The covariant formalism is a bit tricky. The problem is that you cannot use the proper time directly in the Lagrangian, because it implicitly contains the constraint that \mathrm{d} \tau=\mathrm{d} t \sqrt{1-v^2} (I'm setting the speed of light to 1 here).
You can, however use an arbitrary "world parameter" and write down a parameter-independent action functional. For the free particle it's
S_0[x]=-m \int \mathrm{d} \lambda \sqrt{\dot{x}_{\mu} \dot{x}^{\mu}}.

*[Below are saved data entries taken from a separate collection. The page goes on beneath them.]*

PR #3052, opened 2024-04-29
filters: update godoc for deprecated FilterContext OpenTracing fields

AlexanderYastrebov:
The ParentSpan is not a proxy span but either ingress span of "filters" span when enabled.

Follow up on #3044


szuecs:
:+1:

AlexanderYastrebov:
:+1:

PR #3053, opened 2024-04-29
Add -min-drop-probability cmdline option for the PHC

RomanZavodskikh:


szuecs:
:+1:

RomanZavodskikh:
:+1:

routing/endpointregistry.go
```diff
@@ -164,15 +166,19 @@ func (r *EndpointRegistry) updateStats() {
...
 					log.Infof("Passive health check: marking %q as unhealthy due to failed round trips ratio: %0.2f", key, failedRoundTripsRatio)
+					e.healthCheckDropProbability.Store(min(failedRoundTripsRatio, r.maxHealthCheckDropProbability))
+					newProbabilityStored = true
 				}
-				e.healthCheckDropProbability.Store(min(failedRoundTripsRatio, r.maxHealthCheckDropProbability))
-			} else {
+			}
+
+			if !newProbabilityStored {
 				e.healthCheckDropProbability.Store(0.0)
```
AlexanderYastrebov, line 182: Shouldn't we store minHealthCheckDropProbability instead of zero here?

AlexanderYastrebov: Ah, ok, we should change it when it is above min. But why do we changed else branch instead of just changing `if failedRoundTripsRatio > 0.0`?

RomanZavodskikh: I think this way would be the most convenient. This way we will get rid of else branch at all.

```
newDropProbability := 0.0 // default value
if manyRequests {
  if failedRatioIsBig {
    newDropProbability = failedRatio //non-default value
  }
}
e.healthCheckDropProbability.Store(newDropProbability)
```

routing/endpointregistry.go
```diff
@@ -164,17 +166,17 @@ func (r *EndpointRegistry) updateStats() {
...
 
+			newDropProbability := 0.0
 			failed := e.totalFailedRoundTrips[curSlot].Load()
 			requests := e.totalRequests[curSlot].Load()
 			if requests > r.minRequests {
 				failedRoundTripsRatio := float64(failed) / float64(requests)
-				if failedRoundTripsRatio > 0.0 {
+				if failedRoundTripsRatio > r.minHealthCheckDropProbability {
 					log.Infof("Passive health check: marking %q as unhealthy due to failed round trips ratio: %0.2f", key, failedRoundTripsRatio)
+					newDropProbability = failedRoundTripsRatio
```
AlexanderYastrebov, line 176: Should we keep `min(failedRoundTripsRatio, r.maxHealthCheckDropProbability)` here?

docs/operation/operation.md
```diff
@@ -918,6 +918,7 @@ However, Skipper will run without this feature, if no `-passive-health-check` is
 The parameters of `-passive-health-check` option are:
 + `period=<duration>` - the duration of stats reset period
 + `min-requests=<int>` - the minimum number of requests per `period` per backend endpoint required to activate PHC for this endpoint
++ `min-drop-probabilty=<float more than/equal to 0 and less than/equal to 1>` - the minimum possible probability of unhealthy endpoint being not considered while choosing the endpoint for the given request. The same value is in fact used as minimal failed requests ratio for PHC to be enabled for this endpoint
```
MustafaSaber, line 921: maybe simple `0.0 <= n <= 1.0` would be enough and would reduce text, same for other variables

MustafaSaber: I mean instead of `float more than/equal to 0 and less than/equal to 1`

RomanZavodskikh: `n` is assosiated with natural number, which is not the case here, I will pick up `p` instead.

RomanZavodskikh:
:+1:

docs/operation/operation.md
MustafaSaber: anyway I meant a variable name :)

AlexanderYastrebov:
:+1:

szuecs:
:+1:

PR #3055, opened 2024-04-30
filters/auth: extend jwtMetrics opt-out options

AlexanderYastrebov:
Allow opt-out via state bag key.
The usecase is to opt-out metrics collection for routes that use `oauthTokeninfo*` and `oauthGrant` filters.


szuecs:
:+1:

AlexanderYastrebov:
:+1:

Issue #2911, opened 2024-02-07
AWS sigv4 auth filter


szuecs:
Sometimes you want to proxy to an aws service and aws uses sigv4 to do authnz. 
It would be great to be able to sign with sigv4 the request with https://pkg.go.dev/github.com/aws/aws-sdk-go-v2/aws/signer/v4#HTTPSigner to be able to call AWS services from the proxy itself.

Maybe leverage a similar kind of roundtripper which depends also on aws sdk https://github.com/prometheus/common/blob/main/sigv4/sigv4.go

Anurag252:
Hey @szuecs 
I can take a look at this one. My thoughts around this 
- Create a new request filter named `AWSSignV4` 
- add a dependency to aws-sdk-go-v2 and call [Sign](https://github.com/aws/aws-sdk-go-v2/blob/v1.25.0/aws/signer/v4/v4.go#L280). 
- Allow createfilter to accept `credentials`, take `service` and `region` from eskip file, and keep `signtime` as now [documentation](https://github.com/aws/aws-sdk-go-v2/blob/v1.25.0/aws/signer/v4/v4.go#L256). 

I believe we need to consider that 
- An instance of skipper would be able to sign requests for a single AWS account , but may target different services as credentials are being passed to create filter. Maybe there are other ways to generalize the credentials.

- `SignHTTP` accepts `payloadHash` which is essentially hex encoded SHA-256 hash of the request [payload](https://github.com/aws/aws-sdk-go-v2/blob/v1.25.0/aws/signer/v4/v4.go#L261C27-L261C74). This would mean request body would need to be read completely in the filter and then a new ReadCloser would need to be assigned to request so that it can be propagated further. This could increase memory usage of skipper significantly. Although as docs says there are a few AWS services that do not need body to be signed. 

- Since request is signed here, it makes sense if this is the last filter before proxy as any other filter changing headers, query params or body may invalidate the signing.

szuecs:
@Anurag252 I am not sure if I want to have the AWS sdk as dependency, rather not. I think it seems to be open enough to build this without AWS SDK, but I am not sure.

Anurag252:
> @Anurag252 I am not sure if I want to have the AWS sdk as dependency, rather not. I think it seems to be open enough to build this without AWS SDK, but I am not sure.

[...]

PR #3056, opened 2024-05-01
feature: adding AWS sigv4 auth filter

Anurag252:
### Work in progress

- This filter reads whole body in memory to generate signature. Special care needs to be taken in terms of memory when operating skipper taking into account concurrent requests
- This filter resets `read()` and `close()` on body. Hence any custom implementations of ReadCloser by previous filters will be overwritten and will have no effect. 

https://github.com/zalando/skipper/issues/2911

implementation of https://docs.aws.amazon.com/IAM/latest/UserGuide/create-signed-request.html .


Anurag252:
@szuecs Moving conversation to draft PR. On second look, implementation is not simply what is described at above link
- There is a custom list of allowed and ignored headers [see](https://github.com/aws/aws-sdk-go-v2/blob/main/aws/signer/internal/v4/headers.go#L3C1-L13C2)
- The urlEncode is not a standard url encode and has special AWS style to it see [this](https://github.com/aws/aws-sdk-go-v2/blob/v1.25.0/aws/signer/v4/v4.go#L196) and [this](https://github.com/aws/smithy-go/blob/v0.4.0/httpbinding/path_replace.go#L82)

these are just the two that I came across till now. Since these are not documented at above link and only found in code, I would argue that not using SDK is error prone and very difficult to maintain . What are your thoughts about including SDK ?

szuecs:
Thanks for the heads up!

I think that aws won't break it because it will be a pain for their users to update aws sdk, so they will have a migration path and do a lot of work to omit this. Maybe check the git blame to see the age of the code to judge about it.

Anurag252:
This PR is messed up beyond repair in an attempt to add sign off message. Closing this and will raise a new one

PR #3058, opened 2024-05-02
phc: test multiple unhealthy endpoints

MustafaSaber:
related to https://github.com/zalando/skipper/pull/3035

With multiple unhealthy endpoints test case fails

### DIFF
--- a/proxy/healthy_endpoints_test.go
+++ b/proxy/healthy_endpoints_test.go
@@ -68,15 +68,28 @@ func setupProxy(t *testing.T, doc string) (*metricstest.MockMetrics, *httptest.S
 	return m, ps
 }
 
-func TestPHCWithoutRequests(t *testing.T) {
+func setupServices(t *testing.T, healthy, unhealthy int) []*httptest.Server {
 	services := []*httptest.Server{}
-	for i := 0; i < 3; i++ {
+	for i := 0; i < healthy; i++ {
 		service := httptest.NewServer(http.HandlerFunc(func(w http.ResponseWriter, r *http.Request) {
 			w.WriteHeader(http.StatusOK)
 		}))
 		services = append(services, service)
-		defer service.Close()
+		t.Cleanup(service.Close)
 	}
+	for i := 0; i < unhealthy; i++ {
+		service := httptest.NewServer(http.HandlerFunc(func(w http.ResponseWriter, r *http.Request) {
+			time.Sleep(100 * time.Millisecond)
+			w.WriteHeader(http.StatusOK)
+		}))
+		services = append(services, service)
+		t.Cleanup(service.Close)
+	}
+	return services
+}
+
+func TestPHCWithoutRequests(t *testing.T) {
+	services := setupServices(t, 3, 0)
 
 	for _, algorithm := range []string{"random", "consistentHash", "roundRobin", "powerOfRandomNChoices"} {
 		t.Run(algorithm, func(t *testing.T) {
@@ -104,10 +117,7 @@ func TestPHCWithoutRequests(t *testing.T) {
 }
 
 func TestPHCForSingleHealthyEndpoint(t *testing.T) {
-	service := httptest.NewServer(http.HandlerFunc(func(w http.ResponseWriter, r *http.Request) {
-		w.WriteHeader(http.StatusOK)
-	}))
-	defer service.Close()
+	service := setupServices(t, 1, 0)[0]
 	endpointRegistry := defaultEndpointRegistry()
 
 	doc := fmt.Sprintf(`* -> "%s"`, service.URL)
@@ -128,14 +138,7 @@ func TestPHCForSingleHealthyEndpoint(t *testing.T) {
 }
 
 func TestPHCForMultipleHealthyEndpoints(t *testing.T) {
-	services := []*httptest.Server{}
-	for i := 0; i < 3; i++ {
-		service := httptest.NewServer(http.HandlerFunc(func(w http.ResponseWriter, r *http.Request) {
-			w.WriteHeader(http.StatusOK)
-		}))
-		services = append(services, service)
-		defer service.Close()
-	}
+	services := setupServices(t, 3, 0)
 
 	for _, algorithm := range []string{"random", "consistentHash", "roundRobin", "powerOfRandomNChoices"} {
 		t.Run(algorithm, func(t *testing.T) {
@@ -155,20 +158,7 @@ func TestPHCForMultipleHealthyEndpoints(t *testing.T) {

I'm using the "west-coast convention" for the pseudometric, i.e., \eta_{\mu \nu}=\text{diag}(1,-1,-1,-1).
The interaction with an external electromagnetic field is determined by
S_i[x]=-q \int \mathrm{d} \lambda \dot{x}^{\mu} A_{\mu}(x).
Note that the total Lagrangian,
L=-m \sqrt{\dot{x}_{\mu} \dot{x}^{\mu}} - q \dot{x}^{\mu} A_{\mu}(x)
is a homogeneous function of degree 1 wrt. \dot{x}. This implies the parameter independence. Now you can derive the equations of motion from the Hamilton principle of least action as usual, using the Euler-Lagrange equations. The canonical momenta are given by
p_{\mu}=\frac{\partial L}{\partial \dot{x}^{\mu}}=-m \frac{\dot{x}_{\mu}}{\sqrt{\dot{x}_{\nu} \dot{x}^{\nu}}}-q A_{\mu}
and thus the equation of motion
\dot{p}_{\mu}=\frac{\partial L}{\partial x^{\mu}} \; \Rightarrow \; -m \frac{\mathrm{d}}{\mathrm{d} \lambda} \left (\frac{\dot{x}_{\mu}}{\sqrt{\dot{x}_{\nu} \dot{x}^{\nu}}} \right ) - q \dot{x}^{\nu} \partial_{\nu} A_{\mu}(x)=-q \dot{x}^{\nu} \partial_{\mu} A_{\nu}.
Now you can bring this into a more familiar form by rearranging the terms to
m \frac{\mathrm{d}}{\mathrm{d} \lambda} \left (\frac{\dot{x}_{\mu}}{\sqrt{\dot{x}_{\nu} \dot{x}^{\nu}}} \right ) = q \dot{x}^{\nu} (\partial_{\mu} A_{\nu}-\partial_{\nu} A_{\mu})=q F_{\mu \nu} \dot{x}^{\nu}.
Now you can choose for \lambda whatever parameter you like. It is crucial to note that the equation of motion, if derived from a Lagrangian that is homogeneous in \dot{x}^{\mu} of degree one, automatically fulfills the constraint equation
\dot{x}^{\mu} \frac{\mathrm{d}}{\mathrm{d} \lambda} \left (\frac{\dot{x}_{\mu}}{\sqrt{\dot{x}_{\nu} \dot{x}^{\nu}}} \right )=0,
which implies that the 4 equations of motion are not independent from each other and thus you can choose the parameter \lambda as you like after the variation is done, i.e., on the level of the equations of motion.
If you choose the proper time, \lambda=\tau, then you get \dot{x}_{\mu} \dot{x}^{\mu}=1 and thus
m \frac{\mathrm{d} u_{\mu}}{\mathrm{d} \tau}=q F_{\mu \nu} u^{\nu} \quad \text{with} \quad u^{\mu}=m \frac{\mathrm{d} x^{\mu}}{\mathrm{d} \tau}.
You can as well chose a coordinate time, t of an inertial frame. Then the equation of motion appears in a form that is not longer manifestly covariant, but you get, because of \dot{x}^{\mu} \dot{x}_{\nu}=1-\vec{v}^2, \quad \vec{v}=\frac{\mathrm{d} \vec{x}}{\mathrm{d} t},
for the spatial part of the equations of motion (writing the Faraday tensor in terms of the three-dimensional notation with \vec{E} and \vec{B})
m \frac{\mathrm{d}}{\mathrm{d} t} \left (\frac{\vec{v}}{\sqrt{1-\vec{v}^2}} \right ) = q (\vec{E}+\vec{v} \times \vec{B}),
and the time component is just the energy-work relation, following from this:
m \frac{\mathrm{d}}{\mathrm{d} t} \left (\frac{1}{\sqrt{1-\vec{v}^2}} \right ) = \vec{v} \cdot \vec{E}.